Look below for the line containing "- All packages"; from there, print each line exactly up to and including the line containing "that specific package", and stop.

━━━━━ PROVIDED MATERIAL ━━━━━

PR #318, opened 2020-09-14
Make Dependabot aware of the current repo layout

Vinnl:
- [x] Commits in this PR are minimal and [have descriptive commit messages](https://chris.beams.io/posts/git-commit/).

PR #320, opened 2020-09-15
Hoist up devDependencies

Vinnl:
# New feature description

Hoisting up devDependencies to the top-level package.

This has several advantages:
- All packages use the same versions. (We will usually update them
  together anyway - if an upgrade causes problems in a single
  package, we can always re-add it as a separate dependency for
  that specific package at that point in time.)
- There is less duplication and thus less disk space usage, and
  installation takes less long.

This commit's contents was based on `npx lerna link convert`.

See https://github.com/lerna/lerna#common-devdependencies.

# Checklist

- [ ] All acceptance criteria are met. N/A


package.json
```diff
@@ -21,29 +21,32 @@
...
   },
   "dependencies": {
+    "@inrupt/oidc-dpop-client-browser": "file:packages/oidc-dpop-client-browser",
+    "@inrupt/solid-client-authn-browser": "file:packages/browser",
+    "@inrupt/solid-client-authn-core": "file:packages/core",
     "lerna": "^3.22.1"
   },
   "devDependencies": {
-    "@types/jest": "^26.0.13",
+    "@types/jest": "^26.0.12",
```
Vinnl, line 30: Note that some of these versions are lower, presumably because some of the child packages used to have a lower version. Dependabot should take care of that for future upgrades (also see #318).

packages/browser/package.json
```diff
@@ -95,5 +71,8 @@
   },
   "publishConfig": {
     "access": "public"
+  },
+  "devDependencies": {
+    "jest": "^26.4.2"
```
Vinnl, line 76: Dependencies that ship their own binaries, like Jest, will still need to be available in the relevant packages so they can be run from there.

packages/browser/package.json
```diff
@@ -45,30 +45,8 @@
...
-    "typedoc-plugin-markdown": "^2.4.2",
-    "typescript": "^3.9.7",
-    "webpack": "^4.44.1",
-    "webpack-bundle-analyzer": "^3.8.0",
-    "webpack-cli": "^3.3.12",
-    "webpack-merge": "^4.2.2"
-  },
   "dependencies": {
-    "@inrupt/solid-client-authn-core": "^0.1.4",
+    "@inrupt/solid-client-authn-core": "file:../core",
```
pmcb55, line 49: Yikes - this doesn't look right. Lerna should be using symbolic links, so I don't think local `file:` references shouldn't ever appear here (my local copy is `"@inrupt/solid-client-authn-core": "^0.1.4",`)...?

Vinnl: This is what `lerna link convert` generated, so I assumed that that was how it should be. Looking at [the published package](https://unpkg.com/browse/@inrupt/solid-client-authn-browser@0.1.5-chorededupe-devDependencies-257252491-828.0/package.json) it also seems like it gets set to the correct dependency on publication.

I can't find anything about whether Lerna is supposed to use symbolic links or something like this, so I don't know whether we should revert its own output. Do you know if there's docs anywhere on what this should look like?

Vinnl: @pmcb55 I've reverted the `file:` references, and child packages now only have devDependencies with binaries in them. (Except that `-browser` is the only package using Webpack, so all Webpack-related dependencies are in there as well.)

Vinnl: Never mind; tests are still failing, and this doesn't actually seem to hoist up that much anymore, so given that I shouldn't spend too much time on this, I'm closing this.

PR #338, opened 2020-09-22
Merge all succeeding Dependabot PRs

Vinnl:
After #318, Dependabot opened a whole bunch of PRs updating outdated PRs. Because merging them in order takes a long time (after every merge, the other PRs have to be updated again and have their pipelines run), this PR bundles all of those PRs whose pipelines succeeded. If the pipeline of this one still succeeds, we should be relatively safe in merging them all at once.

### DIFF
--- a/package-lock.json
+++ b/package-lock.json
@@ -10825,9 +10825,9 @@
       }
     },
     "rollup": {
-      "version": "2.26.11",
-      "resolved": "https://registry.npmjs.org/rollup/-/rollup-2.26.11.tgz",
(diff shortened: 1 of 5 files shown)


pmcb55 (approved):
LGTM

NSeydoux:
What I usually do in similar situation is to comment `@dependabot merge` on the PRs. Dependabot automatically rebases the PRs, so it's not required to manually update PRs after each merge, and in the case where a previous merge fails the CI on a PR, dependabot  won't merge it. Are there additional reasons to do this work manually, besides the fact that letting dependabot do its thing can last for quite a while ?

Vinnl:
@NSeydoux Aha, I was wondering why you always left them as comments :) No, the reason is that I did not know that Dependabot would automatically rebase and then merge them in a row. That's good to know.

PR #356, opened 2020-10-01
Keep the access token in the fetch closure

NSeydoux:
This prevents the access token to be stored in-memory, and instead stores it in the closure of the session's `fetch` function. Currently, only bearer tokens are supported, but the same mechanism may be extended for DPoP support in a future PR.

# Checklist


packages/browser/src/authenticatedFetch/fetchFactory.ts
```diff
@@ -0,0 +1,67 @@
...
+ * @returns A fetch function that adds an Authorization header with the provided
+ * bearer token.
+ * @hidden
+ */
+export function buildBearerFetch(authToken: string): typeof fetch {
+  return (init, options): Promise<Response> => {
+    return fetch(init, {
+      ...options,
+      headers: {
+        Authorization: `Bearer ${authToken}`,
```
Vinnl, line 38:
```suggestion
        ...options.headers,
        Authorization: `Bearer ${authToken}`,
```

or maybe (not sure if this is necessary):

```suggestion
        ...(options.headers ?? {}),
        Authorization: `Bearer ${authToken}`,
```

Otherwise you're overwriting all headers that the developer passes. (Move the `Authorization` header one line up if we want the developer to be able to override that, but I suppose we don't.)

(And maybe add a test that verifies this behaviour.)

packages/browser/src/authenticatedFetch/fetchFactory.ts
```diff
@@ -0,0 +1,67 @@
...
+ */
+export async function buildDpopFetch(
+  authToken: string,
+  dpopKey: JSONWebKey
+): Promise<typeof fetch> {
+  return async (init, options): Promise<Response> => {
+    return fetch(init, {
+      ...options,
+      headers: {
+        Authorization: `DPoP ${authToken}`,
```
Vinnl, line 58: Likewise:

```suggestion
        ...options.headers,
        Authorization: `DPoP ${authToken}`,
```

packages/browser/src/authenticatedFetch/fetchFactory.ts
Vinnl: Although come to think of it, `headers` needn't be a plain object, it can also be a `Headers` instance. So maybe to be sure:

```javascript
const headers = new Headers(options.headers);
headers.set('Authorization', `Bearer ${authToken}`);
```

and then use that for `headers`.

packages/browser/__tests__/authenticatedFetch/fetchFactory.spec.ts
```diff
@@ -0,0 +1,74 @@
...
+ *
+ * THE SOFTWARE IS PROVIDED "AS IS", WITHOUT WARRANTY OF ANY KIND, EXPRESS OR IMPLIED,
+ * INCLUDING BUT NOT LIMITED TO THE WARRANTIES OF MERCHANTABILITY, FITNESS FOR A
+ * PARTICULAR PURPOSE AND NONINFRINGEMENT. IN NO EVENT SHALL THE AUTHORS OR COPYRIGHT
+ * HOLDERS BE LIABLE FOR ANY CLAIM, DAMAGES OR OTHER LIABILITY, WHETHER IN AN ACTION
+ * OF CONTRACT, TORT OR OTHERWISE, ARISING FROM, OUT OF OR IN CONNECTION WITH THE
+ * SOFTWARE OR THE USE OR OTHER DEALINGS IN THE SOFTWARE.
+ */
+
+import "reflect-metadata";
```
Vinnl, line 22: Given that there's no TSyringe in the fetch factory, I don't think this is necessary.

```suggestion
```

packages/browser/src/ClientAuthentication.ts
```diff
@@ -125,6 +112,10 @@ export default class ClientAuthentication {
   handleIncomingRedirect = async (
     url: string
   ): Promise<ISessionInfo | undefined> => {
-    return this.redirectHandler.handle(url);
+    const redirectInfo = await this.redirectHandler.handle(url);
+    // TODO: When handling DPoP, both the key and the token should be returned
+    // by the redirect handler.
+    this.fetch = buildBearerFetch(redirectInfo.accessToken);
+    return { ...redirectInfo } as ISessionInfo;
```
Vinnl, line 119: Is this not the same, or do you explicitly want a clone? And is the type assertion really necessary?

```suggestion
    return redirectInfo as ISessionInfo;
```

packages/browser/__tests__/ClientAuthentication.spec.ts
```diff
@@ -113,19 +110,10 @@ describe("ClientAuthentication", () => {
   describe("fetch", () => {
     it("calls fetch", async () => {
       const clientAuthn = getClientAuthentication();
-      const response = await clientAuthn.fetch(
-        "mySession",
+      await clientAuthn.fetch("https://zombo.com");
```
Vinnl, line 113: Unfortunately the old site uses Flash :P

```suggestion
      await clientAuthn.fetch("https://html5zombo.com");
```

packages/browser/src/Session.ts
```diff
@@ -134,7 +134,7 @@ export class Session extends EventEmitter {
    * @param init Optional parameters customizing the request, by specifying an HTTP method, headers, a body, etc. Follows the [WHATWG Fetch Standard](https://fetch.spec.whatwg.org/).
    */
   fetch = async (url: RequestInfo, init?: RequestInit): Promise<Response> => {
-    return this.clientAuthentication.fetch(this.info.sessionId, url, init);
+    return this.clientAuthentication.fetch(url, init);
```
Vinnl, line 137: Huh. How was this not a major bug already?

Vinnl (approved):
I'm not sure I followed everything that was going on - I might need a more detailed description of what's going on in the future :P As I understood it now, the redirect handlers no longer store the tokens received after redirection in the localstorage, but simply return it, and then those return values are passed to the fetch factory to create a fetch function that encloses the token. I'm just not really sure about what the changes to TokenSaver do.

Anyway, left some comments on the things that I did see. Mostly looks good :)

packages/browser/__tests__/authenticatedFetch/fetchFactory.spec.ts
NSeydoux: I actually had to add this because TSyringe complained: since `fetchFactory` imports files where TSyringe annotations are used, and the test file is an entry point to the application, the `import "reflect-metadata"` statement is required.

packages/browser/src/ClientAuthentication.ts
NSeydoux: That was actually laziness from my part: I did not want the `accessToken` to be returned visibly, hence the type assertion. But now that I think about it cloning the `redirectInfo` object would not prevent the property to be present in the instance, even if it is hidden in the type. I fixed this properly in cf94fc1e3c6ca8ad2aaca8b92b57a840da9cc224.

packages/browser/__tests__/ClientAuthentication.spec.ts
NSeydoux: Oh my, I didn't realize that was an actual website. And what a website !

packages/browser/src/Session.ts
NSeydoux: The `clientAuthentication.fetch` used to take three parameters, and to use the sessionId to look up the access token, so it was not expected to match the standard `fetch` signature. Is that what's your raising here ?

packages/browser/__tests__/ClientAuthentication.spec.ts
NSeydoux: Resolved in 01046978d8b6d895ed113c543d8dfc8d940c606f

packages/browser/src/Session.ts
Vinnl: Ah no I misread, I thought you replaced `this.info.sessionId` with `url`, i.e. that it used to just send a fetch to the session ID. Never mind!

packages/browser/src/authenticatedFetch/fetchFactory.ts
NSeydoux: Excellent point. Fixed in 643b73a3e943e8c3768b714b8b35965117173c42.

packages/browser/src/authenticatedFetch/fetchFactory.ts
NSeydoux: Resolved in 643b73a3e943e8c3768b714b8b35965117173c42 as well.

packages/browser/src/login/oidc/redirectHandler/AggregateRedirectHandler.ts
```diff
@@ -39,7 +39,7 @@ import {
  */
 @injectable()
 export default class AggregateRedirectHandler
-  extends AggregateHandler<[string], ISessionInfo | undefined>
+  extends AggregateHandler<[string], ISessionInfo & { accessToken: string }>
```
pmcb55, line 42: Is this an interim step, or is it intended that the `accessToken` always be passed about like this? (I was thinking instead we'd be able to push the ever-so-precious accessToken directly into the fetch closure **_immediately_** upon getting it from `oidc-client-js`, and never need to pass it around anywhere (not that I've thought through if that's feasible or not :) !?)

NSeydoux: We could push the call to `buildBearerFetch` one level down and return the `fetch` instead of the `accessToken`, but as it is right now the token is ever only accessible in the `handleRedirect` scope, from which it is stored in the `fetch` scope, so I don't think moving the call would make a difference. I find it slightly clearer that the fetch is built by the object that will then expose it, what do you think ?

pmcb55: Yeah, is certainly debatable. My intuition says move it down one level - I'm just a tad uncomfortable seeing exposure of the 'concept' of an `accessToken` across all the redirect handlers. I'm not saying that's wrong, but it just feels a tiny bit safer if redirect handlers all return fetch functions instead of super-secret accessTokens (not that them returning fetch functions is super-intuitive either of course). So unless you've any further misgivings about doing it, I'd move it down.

━━━━━

__REPLY__
- All packages use the same versions. (We will usually update them
  together anyway - if an upgrade causes problems in a single
  package, we can always re-add it as a separate dependency for
  that specific package at that point in time.)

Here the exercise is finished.